■ Your objective ■
Everything from the line containing "checks pass ☑️" through the last line of the data below should be set down exactly, and nothing else.

■ Provided information ■
PR #1521, opened 2025-09-02
Opacify real numbers

lowasser:
Marks more things in `real-numbers` opaque, and does a few other cleanups here and there.

In general, it's strongly preferable to see things like `neg-R` in goals rather than...the mess you get if it's not opaque...and the same for most things about the real numbers.

PR #1522, opened 2025-09-02
Maximum and minimum of finite families of real numbers

lowasser:
Pulled out of #1510; depends on #1521.


lowasser:
Marking as a draft until #1521 is submitted.

fredrik-bakke:
Checks are good now 🐗

PR #1524, opened 2025-09-02
Simplify the minimum of real numbers

lowasser:
It's simpler to reuse the logic for maximum than to reinvent it for the minimum of real numbers.


lowasser:
Arguably we could even delete the minimum of lower and upper Dedekind real numbers, too, since that's very unlikely to be independently useful, but eh.

fredrik-bakke:
checks pass ☑️

PR #1527, opened 2025-09-03
Finite sums in groups and abelian groups

lowasser:
Just filling these out.


src/linear-algebra/finite-sequences-in-abelian-groups.lagda.md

■ Reply to the task ■
checks pass ☑️

PR #1527, opened 2025-09-03
Finite sums in groups and abelian groups

lowasser:
Just filling these out.


src/linear-algebra/finite-sequences-in-abelian-groups.lagda.md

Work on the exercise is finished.